(Collected data entries)
== Segment start ==

PR #349, opened 2023-10-09
Add buffering to ConversationMemory

### LINKED ISSUE #344: Move functionality from BufferConversationMemory into ConversationMemory
The buffering functionality from `BufferConversationMemory` should be moved to regular `ConversationMemory` so that subclasses like `SummaryConversationMemory` can also leverage it.

collindutter:
Fixes #344


griptape/memory/structure/conversation_memory.py
```diff
@@ -17,6 +17,7 @@ class ConversationMemory:
     runs: list[Run] = field(factory=list, kw_only=True)
     structure: Structure = field(init=False)
     autoload: bool = field(default=True, kw_only=True)
+    buffer_size: Optional[int] = field(default=None, kw_only=True)
```
vasinov, line 20: Should be also added to `ConversationMemorySchema`.

vasinov: You can also remove it from:
1. `BufferConversationMemory`.
2. `BufferConversationMemorySchema`.

vasinov: And, finally, `SummaryConversationMemory.offset` can be swapped out as well.

vasinov (changes requested):

griptape/memory/structure/conversation_memory.py
```diff
@@ -17,6 +17,7 @@ class ConversationMemory:
     runs: list[Run] = field(factory=list, kw_only=True)
     structure: Structure = field(init=False)
     autoload: bool = field(default=True, kw_only=True)
+    buffer_size: int = field(default=0, kw_only=True)
```
vasinov, line 20: I think buffer size of zero should imply that buffer is literally zero, so memory is empty. Let's make it an optional and set the default to `None` instead.

vasinov: Does it make sense to swap out `SummaryConversationMemory.offset` for `buffer_size` to minimize the number of variables we have for memory?

vasinov (changes requested):

griptape/memory/structure/conversation_memory.py
collindutter: @vasinov I set it to `0` because of serialization issues with `None`. But I agree with your point, let me see if I can work around it.

collindutter: Added marshmallow hook to filter out `None`.

griptape/memory/structure/conversation_memory.py
vasinov: 3. Makes sense. Let's rename `buffer_size` to `max_memory_runs` and leave `offset`. Unless we want to rename `offset` into something more meaningful.

griptape/schemas/memory/conversation_memory_schema.py
```diff
@@ -8,6 +8,7 @@ class Meta:
 
     type = fields.Str()
     runs = fields.List(fields.Nested(RunSchema()))
+    buffer_size = fields.Int()
```
vasinov, line 11: You can just use `fields.Int(allow_none=True)` with Marshmallow. No need for manual `None` handling.

vasinov (changes requested):

vasinov (changes requested):

vasinov (approved):

PR #353, opened 2023-10-10
GoogleGmailClient and EmailClient: Optional attachment param

### LINKED ISSUE #352: GoogleGmailClient and EmailClient: "attachment support"
The tools should be able to attach a file to emails. Both `GoogleGmailClient` and `EmailClient` need it. 

**Current scenario**
 It's currently impossible to implement until memory is normalized and we can pipe list artifact tool outputs into other tools as one object instead of a list of objects.

trish11953:
Resolves #352


griptape/tools/email_client/tool.py
```diff
@@ -160,27 +167,43 @@ def send(self, params: dict) -> InfoArtifact | ErrorArtifact:
...
+                    part = MIMEBase("application", "octet-stream")
+                    part.set_payload(attachment.read())
+                    encoders.encode_base64(part)
+                    part.add_header(
+                        "Content-Disposition",
+                        f"attachment; filename= {file_path.split('/')[-1]}"
+                    )
+                    msg.attach(part)
+            except Exception as e:
+                logging.error(f"Error attaching {file_path}: {e}")
```
vasinov, line 193: Should we fail the whole activity if any of the files can't be attached? Not actually sure what the right behavior should be but leaning towards returning an `ErrorArtifact` here.

griptape/tools/email_client/tool.py
```diff
@@ -160,27 +167,43 @@ def send(self, params: dict) -> InfoArtifact | ErrorArtifact:
         smtp_host = self.smtp_host
         smtp_port = int(self.smtp_port)
 
-        to_email = input_values["to"]
-        subject = input_values["subject"]
```
vasinov, line 164: Why remove those? You have them in `GoogleGmailClient`.

griptape/tools/google_gmail/tool.py
vasinov, line 1: Can you rename `google_gmail` to `google_gmail_client` for consistency?

griptape/tools/email_client/tool.py
```diff
@@ -140,7 +141,13 @@ def retrieve(self, params: dict) -> ListArtifact | ErrorArtifact:
             Literal(
                 "body",
                 description="Email body"
-            ): str
+            ): str,
+            Optional(
+                Literal(
```
vasinov, line 146: Can collapse into a single `Optional`.

griptape/tools/email_client/tool.py
```diff
@@ -140,7 +141,13 @@ def retrieve(self, params: dict) -> ListArtifact | ErrorArtifact:
...
+                    "attachments",
+                    description="List of file paths to be attached to the email"
+                )
+            ): list[str]
```
vasinov, line 150: Do we keep this as a list paths? Would we want to load attachments from memory or should we recommend using this tool in conjunction with the `FileManager` tool that can store attachments in a separate action? Just something to think about for now.

vasinov (changes requested):

griptape/tools/email_client/tool.py
trish11953: Done!

griptape/tools/email_client/tool.py
trish11953: That's true, I just thought it's easier if this is done using one tool. And since it's just the EmailClient and GoogleGmailClient which we know needs attachments most of the time, we don't really need an extra tool (FileManager) to do this. Kind of easier for the user to have the functionality by calling the same tool.

griptape/tools/email_client/tool.py
trish11953: just thought its cleaner since im using it here 

```
msg["To"] = input_values["to"]
msg["Subject"] = input_values["subject"]
```

griptape/tools/email_client/tool.py
trish11953: Done!

griptape/tools/google_gmail/tool.py
trish11953: Sure!

griptape/tools/email_client/tool.py
trish11953: But for consistency, will put it back!

griptape/tools/email_client/tool.py
vasinov: How would you, for example, attach a summary of a website to an email without `FileManager`?

griptape/tools/email_client/tool.py
vasinov: Ha, I wasn't sure if that's the right thing to do. What do you think?

@collindutter, @andrewfrench?

vasinov (changes requested):

griptape/tools/email_client/tool.py
trish11953: I would do that using the WebScraper tool to give a summary of a website and then send that as the content of the email. Why would you want that as an attachment though? Attaching a summary of a website to an email, as an actual attachment doesn't seem like a common use case of the attachment support according to me. If I was using `GoogleGmailClient` or `EmailClient`, I would simply want it to attach files for me from my local. I could be wrong though about the use case. You would know better.

vasinov: The website summary was just an example :)

The broader point is that this activity should be able to pull things from memory. If you have `FileManager` available, then the LLM can always load a file into memory and then send it as an attachment. And it can use any other tool to load up data before attaching it (including a website summary! :) ).

vasinov (changes requested):

griptape/tools/email_client/tool.py
trish11953: Ok got it! Let me try to code it in a way we can use FileManager to do this.

griptape/tools/email_client/tool.py
```diff
@@ -139,51 +140,83 @@ def retrieve(self, params: dict) -> ListArtifact | ErrorArtifact:
...
+                if list_artifact:
+                    for artifact, attachment_name in zip(list_artifact.value, attachment_names):
+                        file_data = artifact.value.encode()
+                        part = MIMEBase("application", "octet-stream")
+                        part.set_payload(file_data)
+                        encoders.encode_base64(part)
+                        part.add_header("Content-Disposition", f"attachment; filename={attachment_name}")
+                        msg.attach(part)
+                else:
+                    return ErrorArtifact(f"Artifact with namespace {artifact_namespace} not found.")
```
collindutter, line 200: Nesting gets pretty deep here, can we refactor this? Perhaps split out into some separate functions?

griptape/tools/google_gmail_client/tool.py
```diff
@@ -44,10 +60,27 @@ def create_draft_email(self, params: dict) -> InfoArtifact | ErrorArtifact:
...
+                    if list_artifacts:
+                        for artifact, attachment_name in zip(list_artifacts.value, attachment_names):
+                            file_data = artifact.value.encode()
+                            message.add_attachment(file_data, maintype='application',
+                                                   subtype='octet-stream', filename=attachment_name)
+                    else:
+                        logging.error(f"Artifact with namespace {artifact_namespace} not found.")
+                        return ErrorArtifact(f"Artifact with namespace {artifact_namespace} not found.")
+                else:
+                    return ErrorArtifact(f"memory not found.")
```
collindutter, line 83: Similar logic/nesting here. What do you think about generalizing the logic and moving to a util function? Maybe in `BaseTool`?

collindutter (changes requested):

griptape/tools/email_client/tool.py
collindutter: Sorry very late to this comment 🙃. I don't know if this should always be the case, but I think here it makes sense to return an Error Artifact if any fail to attach. If I wanted to send an email with important documents and only some of them got attached, I would consider that a failure.

griptape/tools/email_client/tool.py
trish11953: made a few protected methods

griptape/tools/google_gmail_client/tool.py
trish11953: I don't think it needs to be in the BaseTool since the logic doesn't get used by any other tool. But protected methods seems better to me.

griptape/tools/email_client/tool.py
vasinov: I agree. Let's fail the whole activity in this case.

griptape/tools/google_gmail_client/tool.py
```diff
@@ -0,0 +1,97 @@
...
+                description="subject of the email"
+            ): str,
+            Literal(
+                "body",
+                description="body of the email"
+            ): str,
+            Optional(
+                "attachment_names",
+                description="Names of the attachments"
+            ): list[str],
```
vasinov, line 36: I don't think this works. Needs to be a list of attachment objects with the following properties:
- attachment_name
- memory_name
- artifact_namespace

griptape/tools/google_gmail_client/tool.py
```diff
@@ -0,0 +1,97 @@
...
+
+    def _attach_files_to_message(self, message: EmailMessage, values: dict) -> None:
+        attachment_names = values.get("attachment_names")
+        memory_name = values.get("memory_name")
+        artifact_namespace = values.get("artifact_namespace")
+    
+        if memory_name and artifact_namespace:
+            memory = self.find_input_memory(memory_name)
+            if memory:
+                list_artifacts = memory.load_artifacts(artifact_namespace)
```
vasinov, line 87: This returns a single `ListArtifact`.

griptape/tools/google_gmail_client/tool.py
```diff
@@ -0,0 +1,97 @@
...
+                if list_artifacts:
+                    for artifact, attachment_name in zip(list_artifacts.value, attachment_names):
```
vasinov, line 89: This is the reason your approach doesn't work: you are making an assumption here that attachment names somehow map to values from the `ListArtifact`, which will almost never be true.

vasinov (changes requested):

griptape/tools/google_gmail_client/tool.py
trish11953: Yes correct, the variable name should be changed

griptape/tools/google_gmail_client/tool.py
trish11953: It works actually

griptape/tools/google_gmail_client/tool.py
trish11953: It works!!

== Segment end ==

What is needed –
Where does the word "works" appear in the records? Copy every line that holds it.

Response area –
vasinov, line 36: I don't think this works. Needs to be a list of attachment objects with the following properties:
trish11953: It works actually
trish11953: It works!!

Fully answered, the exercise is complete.